The factors that weigh in favor of finding a compelling public interest in this particular case involve the content of the letter and the fact that the subject then held and currently holds a position of public trust in law enforcement. One factor potentially weighing against the finding of a compelling public interest is that the record is more than 20 years old. Notwithstanding the presence of these known factors, I have not been presented sufficient information to determine the appropriate balance of these factors. I cannot determine, for example, the circumstances surrounding the content of the document (which appears to contain a bare legal conclusion but no further elaboration), or whether there is a public controversy surrounding the agency or the content of the document in question. I cannot determine from the information presented whether the content of the letter is in fact already a matter of public record or whether it might in fact be protected from disclosure by some other law or process. I am unable to speculate concerning these matters.

I can state, however, that the content of the document in question does not, as you assert, involve a "very similar set of circumstances" to the one discussed in Op. Att'y. Gen. 2005-113. Although that opinion also involved a request for documents pertaining to a former Benton police officer and at least one issue in the opinion involved whether there was a "compelling public interest" in disclosure, the actual underlying records in the two instances are quite distinct. Your reliance on that opinion as precedent for the very different fact pattern in this instance is therefore misplaced. Although again, I cannot make a definitive determination in this instance, I can state that the document about which you now inquire appears to present a stronger case for the finding of a compelling public interest than the situation presented in Opinion 2005-113.
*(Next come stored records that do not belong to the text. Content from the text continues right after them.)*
Issue #4915, opened 2024-05-03
Spike: Determine work necessary to get rid of Docker in Docker


stxue1:
Docker in docker was originally made for Mesos, but most batchsystems nowaday are not as compatible with our current Docker in Docker configuration; there shouldn't be much reason to run the workflow inside a container that is contained inside another container. This is causing some issues with toil-wdl-runner and toil-cwl-runner whenever they try to run an image. If the appliance container isn't given the right permissions, the runners will fail; for example, Funnel wants to run all docker images as read-only with no permissions given for user namespaces, meaning Singularity cannot run. I think this will cause future issues with batch system plugins if they have specific requirements for running docker containers.

@adamnovak How hard do you think it would be to get rid of DinD, and do you think it would be a good idea to implement this?

adamnovak:
We didn't set it up Docker in Docker for Mesos, as far as I know. On Mesos we use the `docker` client in the Toil container, but the actual invoked container runs as a sibling, on the host's Docker daemon. We make sure that paths like `/var/lib/toil` and `/tmp` are mounted into the Toil container form the host at the same paths as they appear on the host, so that when Toil runs `docker -v /tmp/somefile:/some/mount/point`, the `/tmp/somefile` it is talking about that it sees from its own container is also the one that the Docker daemon it is talking to will see and mount.

One approach to get rid of Docker-in-Docker would be to use this sibling container approach in places other than Mesos. This would be fairly straightforward, when it can work. But it can only work when the Toil container can be given direct access to the host's Docker daemon, and it depends on having these paths mounted from the host into the Toil container. I don't think that many Funnel setups will allow you to run a TES task with straight access to the host Docker daemon. It also makes resource accounting and limits difficult: it's no use to limit the memory usage of the Toil container if actually all the memory is used by a sibling Docker container that it started.

Another approach to getting rid of Docker-in-Docker would be to get rid of the Toil container entirely, and only run the container that the workflow is asking to run. This is significantly more challenging; instead of being able to distribute a Toil docker container with all Toil's dependencies installed, we'd need to find a way to inject enough Toil machinery to e.g. download inputs from and upload outputs to a Google job store into basically arbitrary Docker containers. Right now we inject *some* stuff into containers via the command to be run, as does MiniWDL. But it would be challenging to, for example, install Python 3.12 and Toil itself into a (read-only, on TES) Docker container just by tacking stuff on to the front of a Bash script.

[...]

PR #5269, opened 2025-04-03
Add ability to edit security context in Kubernetes

### LINKED ISSUE #5179: Add security context to Kubernetes batch system
Kubernetes clusters are moving to increased security through Pod Security Admission. It would be great, if this could be set as parameters so that K8s Jobs can run even in such restricted environments.

In particular, we need to set the Pod security context:
```
securityContext: 
  fsGroupChangePolicy: OnRootMismatch
  runAsNonRoot: true
  seccompProfile:
    type: RuntimeDefault
```

and Container securityContext:

```
securityContext: 
  runAsUser: 1000
  allowPrivilegeEscalation: false
  capabilities:
    drop:
    - ALL
```

┆Issue is synchronized with this [Jira Story](https://ucsc-cgl.atlassian.net/browse/TOIL-1686)
┆Issue Number: TOIL-1686

stxue1:
Resolves #5179 

This allows the kubernetes pods and containers to have their security context changed, but *doesn't guarantee* that Toil will work with the new specified security context.

I think for certain restrictive security contexts, if we want to run Singularity within Docker, #4915 needs to be resolved first.
## Changelog Entry

 * Added command line options `--kubernetesPodSecurityContext` and `--kubernetesSecurityContext` to change the security context of pods and containers

## Reviewer Checklist

        ```
        ```

## Merger Checklist


src/toil/batchSystems/kubernetes.py
```diff
@@ -803,6 +809,26 @@ def _check_accelerator_request(self, requirer: Requirer) -> None:
                     ],
                 )
 
+    class FakeResponse:
```
adamnovak, line 812: It might be nice to have some documentation about how this is part of the hack for deserializing. Maybe we could put the class in the function actually without causing problems? We aren't really letting the objects of the class escape, and it would be more understandable.

src/toil/batchSystems/kubernetes.py
```diff
@@ -803,6 +809,26 @@ def _check_accelerator_request(self, requirer: Requirer) -> None:
...
+    T = TypeVar('T')
+    def _load_kubernetes_object(self, file: str, cls: type[T]) -> T:
+        """
+        Deserialize a YAML representation into a Kubernetes object
+        :param file: Path to YAML file
+        :param cls: Kubernetes API model type for deserialized object
+        :return: Deserialized object
+        """
+        YAML = yaml.YAML(typ='safe')
+        object_def = YAML.load(open('container.yaml').read())
```
adamnovak, line 824: Reading and parsing the file for every pod might not be super efficient; we *could* read the files and make the objects once at startup and just re-use them, since we never mutate them except for setting the privileged flag, which we could also do at startup. I'm not sure how much faster that would be, or whether Kubernetes lets us share parts of the object graph like that.

adamnovak (approved):
I think this will work!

Deputy Attorney General Elana C. Wills prepared the foregoing opinion, which I hereby approve.

Sincerely,

MIKE BEEBE Attorney General

MB: ECW/cyh

1 The subject of the record appears to acknowledge the dismissal in her letter to the Chief. In addition, you have tendered a document to this office which you state may be responsive to the request for documents related to the subject's "dismissal" and indicate that all components of the test for release of employee evaluation and job performance records have been met save the "compelling public interest" prong. Although I am sometimes constrained as to my discussion in a public legal opinion of the contents of documents which may or may not be exempt from disclosure, it is clear from the presentation of the issue to this office that the question involves a termination-related document. See also, in this regard, Opinion2005-100 (fn 2), stating "[d]isclosing the change in status of an employee, e.g., the fact of termination or resignation, must be distinguished from disclosing the reason for the change in status or other details in this regard under circumstances where the test for the release of "employee evaluation" or "job performance" records has not been met."